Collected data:
----
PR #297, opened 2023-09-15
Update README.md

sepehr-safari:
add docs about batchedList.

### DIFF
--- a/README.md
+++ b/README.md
----
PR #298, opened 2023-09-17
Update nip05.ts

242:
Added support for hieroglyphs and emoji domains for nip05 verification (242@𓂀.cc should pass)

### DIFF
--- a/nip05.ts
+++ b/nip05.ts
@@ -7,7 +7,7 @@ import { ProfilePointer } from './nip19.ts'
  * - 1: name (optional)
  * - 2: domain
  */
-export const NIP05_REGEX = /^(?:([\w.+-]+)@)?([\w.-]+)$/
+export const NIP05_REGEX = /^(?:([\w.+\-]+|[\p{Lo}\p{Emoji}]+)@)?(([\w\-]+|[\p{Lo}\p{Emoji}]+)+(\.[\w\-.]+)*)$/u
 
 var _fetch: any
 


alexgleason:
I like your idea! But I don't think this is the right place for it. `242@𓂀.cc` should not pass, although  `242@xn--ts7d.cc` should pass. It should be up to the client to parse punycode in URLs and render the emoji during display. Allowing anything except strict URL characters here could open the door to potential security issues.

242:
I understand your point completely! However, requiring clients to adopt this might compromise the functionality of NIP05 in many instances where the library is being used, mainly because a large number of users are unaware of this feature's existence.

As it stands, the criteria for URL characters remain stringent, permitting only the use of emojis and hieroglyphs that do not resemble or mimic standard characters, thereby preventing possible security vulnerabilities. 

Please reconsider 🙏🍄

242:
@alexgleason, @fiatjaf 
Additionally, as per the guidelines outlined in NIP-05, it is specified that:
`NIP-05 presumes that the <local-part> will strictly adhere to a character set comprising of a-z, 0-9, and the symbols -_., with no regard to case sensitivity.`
----
Instructions to follow: Go through the entries above and report each line with the string "opened" in it.

Reply:
PR #297, opened 2023-09-15
PR #298, opened 2023-09-17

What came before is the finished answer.